Sundays Feast Days are skipped but today is a special one for our family. Marguerite d’Youville is the first Canadian-born saint and foundress of the Grey Nuns of Montreal. My aunt has followed in her footsteps, eventually leading the Western province and then the order into the future. This moment above was captured this summer, in the last days of my aunt’s leadership after 20 years, during a visit to Montreal when we took in Cité Mémoire, an audiovisual display of the history of Montreal. This image of the two women together brings a smile to my face. I think Marguerite would be proud of my aunt and the sisters who have gone on to bring her work of caring for the poor to far-flung corners of the world, both North and South, as well as West.

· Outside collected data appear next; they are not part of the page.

PR #137, opened 2019-04-05
feat(ui): Add react hooks eslint rules

davidffrench:
## What
Adding react hooks eslint plugin and rules

## Why
To catch errors and warning for our react hooks

## Checklist:

## Progress

- [x] Finished task
- [ ] TODO

### DIFF
--- a/ui/.eslintrc
+++ b/ui/.eslintrc
@@ -1,7 +1,10 @@
 {
     "extends": ["react-app","standard"],
+    "plugins": ["react-hooks"],
     "rules": {
         "semi": [2, "always"],
-        "prefer-const": [2]
+        "prefer-const": [2],
+        "react-hooks/rules-of-hooks": "error",
+        "react-hooks/exhaustive-deps": "warn"
     }
 }
--- a/ui/package-lock.json
+++ b/ui/package-lock.json
@@ -6012,6 +6012,12 @@
         "prop-types": "^15.6.2"
       }
     },
+    "eslint-plugin-react-hooks": {
+      "version": "1.6.0",
+      "resolved": "https://registry.npmjs.org/eslint-plugin-react-hooks/-/eslint-plugin-react-hooks-1.6.0.tgz",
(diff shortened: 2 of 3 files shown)


ui/.eslintrc
```diff
@@ -1,7 +1,10 @@
 {
     "extends": ["react-app","standard"],
+    "plugins": ["react-hooks"],
```
craicoverflow: Should we also be adding the Patternfly React plugin?

ui/.eslintrc
```diff
@@ -1,7 +1,10 @@
...
     "rules": {
         "semi": [2, "always"],
-        "prefer-const": [2]
+        "prefer-const": [2],
+        "react-hooks/rules-of-hooks": "error",
+        "react-hooks/exhaustive-deps": "warn"
```
craicoverflow: Would there be an additional benefit of setting this level to "error"?

There are warnings in the code already, so we may miss them now because they are done. With it set to "error" we can ensure we find and fix them.

craicoverflow: T

craicoverflow:
Verified with the following code change:

```js
if (apps.length) {
    useEffect(getApps(), []);
}
```

ui/.eslintrc
davidffrench: These are the recommendations from react

ui/.eslintrc
davidffrench: separate PR for that. I didn't want to get bogged down with the patternfly eslint stuff

craicoverflow:
> Looks good. CI failing because UI refactored tests haven't been merged yet, so suggest not merging this until that PR is merged first.

Well we would be merging into his feature branch, which is broken anyway. This PR isn't what is causing the failed tests. We will have to merge our other PRs into the refactor branch too, before the CI is passing.

davidffrench:
Getting back to this now. I agree with Enda. We will have to start merging things to this feature branch.

PR #138, opened 2019-04-05
fix(ui): Refactor reducer tests

davidffrench:
## What
Creating reducer tests after the refactor

## Checklist:

## Progress

- [ ] Finished task
- [ ] TODO


ui/src/actions/actions-ui.js
```diff
@@ -12,7 +12,7 @@ export const appsTableSort = (_event, index, direction) => {
   };
 };
 
-export const appDetailsSort = (_event, index, direction) => {
+export const appVersionsTableSort = (_event, index, direction) => {
```
damienomurchu: does `_event` need to be passed in here?

ui/src/reducers/app.js
```diff
@@ -33,35 +33,40 @@ export const cloneAppData = (appData) => {
 
 export default (state = initialState, action) => {
   switch (action.type) {
-    case APP_VERSIONS_SORT:
+    case APP_VERSIONS_SORT: {
```
damienomurchu: Good catch & fix in adding a block scope for each switch case implementation :+1:

ui/src/selectors/index.js
```diff
@@ -44,15 +49,26 @@ const areColumnValuesEqual = (rows, index) => {
...
 
 /**
  * Selector to convert app objects to array of app values
- *
- * @param {Array} apps - Array of app objects
+ * @param {Object} state Redux state
+ * @param {Object} _sortBy sortBy includes index and direction
  */
-export const getAppsTableRows = (state) => {
+export const getAppsTableRows = (state, _sortBy) => {
```
damienomurchu: Just curious - what rule(s) are we following to decide if a variable should be prefixed with `_` ?

ui/src/actions/actions-ui.js
craicoverflow: I would imagine they do need to be @damienomurchu - at least with how it is currently implemented.

The action is being called directly from the Patternfly table, and `_event` is an argument that comes from the table. So if it were to be removed, `index` would become `_event`.

https://github.com/aerogear/mobile-security-service/blob/686a49a8edb8868555d37477145ea1eeef5abcbb/ui/src/containers/appView/AppVersionsTableContainer.js#L85

davidffrench: The alternative is to have another function and only pass in the index and direction.

ui/src/reducers/app.js
davidffrench: This came from @craicoverflow . Thumbs up to him

ui/src/selectors/index.js
davidffrench: If it is not used, it is generally prefixed with an `_`

ui/src/actions/actions-ui.js
damienomurchu: yes, that was what I was thinking @davidffrench, as at the moment the reducer is being called directly instead of via a handler

ui/src/selectors/index.js
damienomurchu: @davidffrench got ya, so is `_sortBy` required at all as a parameter in this method?

davidffrench: it is not required. I thought it would be good to list it though to show that all selector inputs get the same parameters

ui/src/actions/actions-ui.js
davidffrench: Just less code to call the action creators directly rather than have an intermediate function.

ui/src/actions/actions-ui.test.js
```diff
@@ -0,0 +1,86 @@
+import * as types from './types';
+import * as actions from './actions-ui';
+
+describe('actions', () => {
+  it('appsTableSort should create APPS_SORT action', () => {
+    const index = 0;
+    const direction = 'ASC';
```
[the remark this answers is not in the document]
davidffrench: done

ui/src/actions/actions-ui.test.js
```diff
@@ -0,0 +1,86 @@
...
+      payload: {
+        index: index,
+        direction: direction
+      }
+    });
+  });
+
+  it('appVersionsTableSort should create APP_VERSIONS_SORT action', () => {
+    const index = 1;
+    const direction = 'DESC';
```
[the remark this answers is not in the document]
davidffrench: done

PR #141, opened 2019-04-08
feat(ui): Get username from the backend and populate - else logout (A…

laurafitzgerald:
…EROGEAR-9032)

## Notes
Creating as a draft pr as it the backend work captured in [AEROGEAR-9039](https://issues.jboss.org/browse/AEROGEAR-9039). **Please do not merge this pr until that work is completed as it blocks the ui from loading**
 

## Motivation
JIRA: https://issues.jboss.org/browse/AEROGEAR-9032 

## What
Use the user data if it's returned
On getting the user data is failed, then the user should be redirected to the oauth sign in screen

## Verification Steps
1. Build the docker image locally
`docker build -t docker.io/aerogear/mobile-security-service:AEROGEAR-9032-verification .`

2. Push Image to dockerhub
`docker push docker.io/aerogear/mobile-security-service:AEROGEAR-9032-verification`

3. Deploy the image to the project in the community cluster
3a. Contact me for link to project
3b. Update the deployment config `image` to the new docker image
3c. Wait for the deployment to finish and the pod to come up.

4. Navigate to the mss route

5. You should be presented with the OAuth login screen. 

6. Log in

EDIT: The following step is no longer required as that will be implemented seperately.
7. As the backend logic for the user functionality has not yet been implemented the user will be redirected to the the log in screen.

## Checklist:

## Progress

- [x] UI implementation
- [x] Backend implementation


ui/src/containers/HeaderContainer.js
```diff
@@ -19,30 +24,36 @@ const HeaderContainer = ({ currentUser, history }) => {
...
-    <Header
-      currentUser={currentUser}
-      appName={config.app.name.toUpperCase()}
-      isDropDownOpen={isDropDownOpen}
-      onUserDropdownToggle={onUserDropdownToggle}
-      onTitleClick={onTitleClick}
-      logout={logout}
-    />
-  );
+  if (isUserRequestFailed) {
```
laurafitzgerald: I think this might solve the issue we saw on MDC where the screen loads with no data if the URL is manipulated after logout. wdyt @davidffrench @wei-lee

ui/src/containers/HeaderContainer.js
```diff
@@ -19,30 +24,36 @@ const HeaderContainer = ({ currentUser, history }) => {
...
+    logout();
```
laurafitzgerald: I think this might solve the issue we saw on MDC where the screen loads with no data if the URL is manipulated after logout. wdyt @davidffrench @wei-lee

davidffrench: Yes it likely would but there are side effects. The user could be legitimately logged in but this specific request to the server fails for whatever reason, we will then be logging the user out.

laurafitzgerald: Yes but if requests to the api are failing then the application wont work, and I would consider that a bug. I agree there would be no feedback to the user as to why they are getting logged out. Is that something we should put in the logs of the container so it could be debugged?

davidffrench: We do get a 401 response back from this endpoint on authentication failure. With this solution, we should be specifically checking the HTTP response status code for all requests and if it is a 401, display a toast to the user with a message and link advising them to login again.

This will also take into account the token expiring if the page is left open for a long period of time and does not automatically redirect them without them necessarily knowing why.

laurafitzgerald: @davidffrench you make a good point, it does sound like a separate piece of work that we could discuss - handling non 200 response codes - we could discuss it at refinement tomorrow?

laurafitzgerald: after some discussion, removing this check for now. There is a seperate task to deal with NotFounds here: https://issues.jboss.org/browse/AEROGEAR-9049 so resolving this comment.

laurafitzgerald:
@davidffrench @craicoverflow I've taken this pr out of draft and removed blocked and draft status. The offending line has been removed and will be dealt with separately. This can now be verified and merged once approved, could you guys take a look when you have time.
Note: I didn't do any tests here as I understand they are being refactored now. Let me know if I should create the tests here.

ui/src/reducers/header.js
```diff
@@ -1,9 +1,30 @@
+import {
+  USER_REQUEST,
+  USER_SUCCESS,
+  USER_FAILURE
+} from '../actions/types.js';
+
 const initialState = {
-  currentUser: 'currentUser'
+  currentUser: '',
```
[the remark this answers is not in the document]
laurafitzgerald: We could make it a user object which contains the username and mail as both should be returned from the api. wdyt?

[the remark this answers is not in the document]
craicoverflow: Yeah I think it should be. It will also make it more extensible in the future in case we need to add more user related state.

ui/src/containers/HeaderContainer.js
```diff
@@ -1,13 +1,18 @@
...
 import Header from '../components/Header';
+import { getUser } from '../actions/actions-ui';
 
-const HeaderContainer = ({ currentUser, history }) => {
+const HeaderContainer = ({ currentUser, isUserRequestFailed, history, getUser }) => {
   const [isDropDownOpen, setIsDropDownOpen] = useState(false);
 
+  useEffect(() => {
+    getUser();
+  }, []);
```
craicoverflow: eslint gives the following warning:

> React Hook useEffect has a missing dependency: 'getUser'. Either include it or remove the dependency array. If 'getUser' changes too often, find the parent component that defines it and wrap that definition in useCallback.eslint(react-hooks/exhaustive-deps)

ui/src/reducers/header.js
```diff
@@ -1,9 +1,33 @@
...
+  user: {
+    username: '',
+    email: ''
+  },
+  isUserRequestFailed: false
 };
 
 export default (state = initialState, action) => {
   switch (action.type) {
+    case USER_REQUEST:
```
craicoverflow: I suggest wrapping each case in a block, like this:

https://github.com/aerogear/mobile-security-service/blob/c0ca7cba530092ced9be67a9ed18fea150561ef2/ui/src/reducers/modals.js#L39

This allows variables to only exist in that case, allowing for reuse of variable names. We are in the process of adding this to the other reducers at the minute.

ui/src/containers/HeaderContainer.js
laurafitzgerald: @craicoverflow this one will be resoved as part of this JIRA: https://issues.jboss.org/browse/AEROGEAR-9050 Resolving for now.

craicoverflow:
Verified that this shows the username in the header.

laurafitzgerald:
@craicoverflow I made the changes as requested and added some additional tests.(Thanks @davidffrench) Please rereview when you get a chance and feel free to merge this one yourself. It is rebased on the Refactor-UI branch at time of writing.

Marguerite was a widow who like the woman in today’s Gospel, kept knocking at the door, asking for the impossible in a society that was not always as generous and understanding as today’s. Although, saying that as we watch Americans devolve into their politics, makes me wonder if this was the type of prejudice she was up against. People called her names and a number of tragedies such as the burning of the hospital were setbacks that needed to be overcome. People did not understand her compassion for the poor. Marguerite placed her trust in Divine Providence and in the words that Jesus says in today’s Gospel to pray always and not to lose heart.
Marguerite knew how important prayer was and in reading biographies about her it becomes apparent that she prayed without losing heart. One incident that is mentioned as a miracle is the appearance of several bags of flour that appear in the storage room when food supplies have run out during the war and the hospital is full of people. As if by magic, these bags materialize. God is faithful. She seemed to not lose heart when the struggles seemed overwhelming.
May we all find a cause that we are passionate enough to keep knocking at the door of those who have the power to change things. May we know that God does hear the cry of the poor among us and may we too walk in St. Marguerite’s footsteps and not delay in helping them.
What makes you knock persistently at the door for change?
Have you lost heart and stopped praying?
You are listening for the knock, heard above the raucous, ceaseless cry of the poor. You hear us even before we lift our hand to the door. Teach us to knock, seek, and ask for those in need–for widows, for Indigenous murdered and missing Aboriginal women, for those with dementia, for those who are haunted by thoughts of suicide, for suffering physically, for the ones struggling to take their last breath, for homeless people, for the mentally ill, and for all the”poor” who raise their voice to you. Amen.